Supplied entries:

PR #1186, opened 2026-07-09
Adjust unit test "timeout" value based on load average #1185

### LINKED ISSUE #1185: System load sensitive unit test
Failed twice on Mac:
```
org.eclipse.mylyn.commons.activity.tests.AllActivityTests.testInactivityTimeout -- Time elapsed: 0.071 s <<< FAILURE!
org.opentest4j.AssertionFailedError: expected less than 5 < activeTime < 40, got 62 (slept 62 ms) ==> expected: <true> but was: <false>
	at org.junit.jupiter.api.Assertions.assertTrue(Assertions.java:232)
	at org.eclipse.mylyn.commons.activity.tests.MonitorUserActivityJobTest.testInactivityTimeout(MonitorUserActivityJobTest.java:61)
```

gnl42:
Test failed twice in MacOS. See if adjusting expected time based on load average helps

Task-Url: https://github.com/eclipse-mylyn/org.eclipse.mylyn/issues/1185

### DIFF
--- a/mylyn.commons/org.eclipse.mylyn.commons.activity.tests/META-INF/MANIFEST.MF
+++ b/mylyn.commons/org.eclipse.mylyn.commons.activity.tests/META-INF/MANIFEST.MF
@@ -10,6 +10,7 @@ Require-Bundle: org.eclipse.core.runtime;bundle-version="0.0.0",
  org.eclipse.mylyn.commons.sdk.util.junit5;bundle-version="4.12.0"
 Export-Package: org.eclipse.mylyn.commons.activity.tests;x-internal:=true
 Import-Package: org.apiguardian.api;version="[1.1.0,2.0.0)",
+ org.assertj.core.api;version="[3.27.0,4.0.0)",
  org.junit.jupiter.api;version="[6.0.0,7.0.0)",
  org.junit.jupiter.api.condition;version="[6.0.0,7.0.0)",
  org.junit.jupiter.api.extension;version="[6.0.0,7.0.0)",
--- a/mylyn.commons/org.eclipse.mylyn.commons.activity.tests/src/org/eclipse/mylyn/commons/activity/tests/MonitorUserActivityJobTest.java
+++ b/mylyn.commons/org.eclipse.mylyn.commons.activity.tests/src/org/eclipse/mylyn/commons/activity/tests/MonitorUserActivityJobTest.java
@@ -13,9 +13,13 @@
 
 package org.eclipse.mylyn.commons.activity.tests;
 
+import static org.assertj.core.api.Assertions.assertThat;
 import static org.junit.jupiter.api.Assertions.assertEquals;
 import static org.junit.jupiter.api.Assertions.assertFalse;
 import static org.junit.jupiter.api.Assertions.assertTrue;
+
+import java.lang.management.ManagementFactory;
+import java.lang.management.OperatingSystemMXBean;
 
 import org.eclipse.core.runtime.IStatus;
 import org.eclipse.core.runtime.NullProgressMonitor;
@@ -44,6 +48,11 @@ public class MonitorUserActivityJobTest {
 
 	@Test
 	public void testInactivityTimeout() throws Exception {
+		// Unstable on Mac, maybe this will help
+		OperatingSystemMXBean osBean = ManagementFactory.getOperatingSystemMXBean();
+		double loadAvg = osBean.getSystemLoadAverage();
+		long expectedActiveTime = (long) (40 * (loadAvg < 0.0 ? 1.0 : loadAvg > 1.0 ? loadAvg : 1.0));
+
 		callback.lastEventTime = System.currentTimeMillis() - 201;
 		job.setInactivityTimeout(200);
 		job.run();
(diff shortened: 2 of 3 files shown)


org.eclipse.mylyn.releng/oomph/Mylyn.setup
```diff
@@ -425,6 +425,8 @@
             name="org.eclipse.mylyn.wikitext.extras.feature.feature.group"/>
         <requirement
             name="org.eclipse.mylyn.wikitext.feature.feature.group"/>
+        <requirement
```
merks: I doubt you need this.  

I don't have time to look at this until later today.

merks: I had time to test this now.  

I removed this change setup change.   Then I removed the assetj-core from the *.target target:

Image

Then I ran the Modular Targlet task and it add that unit back into the *.target.

It really should generally be sufficient to mention a bundle or package in a MANIFEST.MF and run the targlet task; you should not need to "redundantly" specify that requirement in the setup or anywhere else.

Don't forget about these two button which will let you add dependencies even before they are resolved into your target platform:

Image

So you can add things, and then run the targlet task which should add them to the IDE's target platform and into the *.target...

So please remove this change form the commit.

merks (dismissed):
Please remove the setup change and otherwise it looks great.

org.eclipse.mylyn.releng/oomph/Mylyn.setup
gnl42: Not sure what steps I ended up taking in the end.

I did add the package to the manifest and ran the setup task. Eclipse restarted but didn't update the .target so I used the Repository Explorer to add the package to the setup file and it worked.

But I just tried it again without the setup and this time setup did update the .target file

merks: When you do perform setup tasks, this is generally what shows up:

image

This is the most convenient way to trigger that:

image

The first is the p2 task.  This will install new updates for the IDE much like Help -> Check for Updates.  Most often you don't need that.  Mostly there will only be updates after an M*, RC*, or release.  A restart is required if there are updates.

The second and third tasks are for the API baseline.  You only need to do this once per release cycle at the start of the cycle.  And then while it updates it often seems to be not visible in the IDE's projects.  This is good therapy for that problem:

image

(Maybe one day I'll figure out how to force API tools to really recognize the changes.)

The fourth tasks is some Maven thing.  Goodness knows why it's needed.  It seems to run on each startup too.  I don't think you need to run this manually ever.

The last one is for the target platform.   This is the most common and important thing you need to do to update against dependencies and to update the target platform if you add/change/remove dependencies.  You can double click it such that all the other tasks are unchecked and it's the only checked task.  That will be your most common thing to do.  All the other tasks are not as important and not as frequently needed.

gnl42: @merks  How would I go about adding org.eclipse.jst.servlet.ui from https://download.eclipse.org/webtools/repository/latest?

merks: May I ask why you want to add such a dependency?

Currently Mylyn only depends on these yellow projects:

image

And not to slag WTP, but it's my biggest concern for SimRel because it's a challenge to get this fixed even with PRs. 

Of the small number of open issue in SimRel

https://github.com/eclipse-simrel/simrel.build/issues

Three of those four are due to WTP not taking the steps needed to eliminate them.  

So making changes so that Mylyn is downstream from that is a concern to me.

Furthermore, Mylyn is in every EPP product:

image

But jst is not:

image

Just looking at the repository, hmm, two versions:

image

It has quite some list of dependencies:

image

As such I'm very concerned what will all be dragged into every EPP product...

Can you elaborate the purpose?

gnl42: JavaStructureBridge currently has this:
```
	/**
	 * TODO: remove after WTP 1.5.1 is generally available
	 */
	private String getWtpElementHandle(Object object) {
		Class<?> objectClass = object.getClass();
		try {
			Method getProjectMethod = objectClass.getMethod("getProject"); //$NON-NLS-1$
			Object javaProject = getProjectMethod.invoke(object);
			if (javaProject instanceof IJavaProject) {
				return ((IJavaElement) javaProject).getHandleIdentifier();
			}
		} catch (Exception e) {
			// ignore
			e.printStackTrace();
		}
		return null;
	}

	private boolean isWtpClass(Object object) {
		try {
			return object != null && object.getClass().getSimpleName().equals("CompressedJavaProject"); //$NON-NLS-1$
		} catch (Throwable t) {
			// could have malformed name, see bug 165065
			return false;
		}
	}
```

It's a dubious change since there are no unit tests for this case so I have no idea how to test the code

merks: I found this:

https://github.com/eclipse-platform/eclipse.platform.ui/blob/master/tests/org.eclipse.ui.tests.navigator/src/org/eclipse/ui/tests/navigator/jst/CompressedJavaProject.java

And this is the class:

https://github.com/eclipse-jeetools/webtools.javaee/blob/master/plugins/org.eclipse.jst.servlet.ui/servlet_ui/org/eclipse/jst/servlet/ui/internal/navigator/CompressedJavaProject.java

So the code is calling getProject reflectively.

That class implements IAdaptable (maybe it didn't in the past) but given that's the case, it dead code because it won't get past this else if branch:

image

So definitely lets not complicate things to test something that appears to be dead.

gnl42: Sounds good to me

merks: So it's probably better to delete that code. If the adaptable implementation doesn't work, better if jst implement the support for that; maybe it already does.  In any case, I assume no one has complained.  😁

ruspl-afed (approved):
LGTM
I suppose that `.target` change is what one will see after fresh install. Am I right @gnl42 ?

merks:
> LGTM I suppose that `.target` change is what one will see after fresh install. Am I right @gnl42 ?

Yes this is the generated update resulting from the additional new dependency in the MANIFEST.MF also in this PR.   I tested that aspect…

Your instructions:
Pull every line containing the word "MonitorUserActivityJobTest" out of the material.

Task result:
	at org.eclipse.mylyn.commons.activity.tests.MonitorUserActivityJobTest.testInactivityTimeout(MonitorUserActivityJobTest.java:61)
--- a/mylyn.commons/org.eclipse.mylyn.commons.activity.tests/src/org/eclipse/mylyn/commons/activity/tests/MonitorUserActivityJobTest.java
+++ b/mylyn.commons/org.eclipse.mylyn.commons.activity.tests/src/org/eclipse/mylyn/commons/activity/tests/MonitorUserActivityJobTest.java
@@ -44,6 +48,11 @@ public class MonitorUserActivityJobTest {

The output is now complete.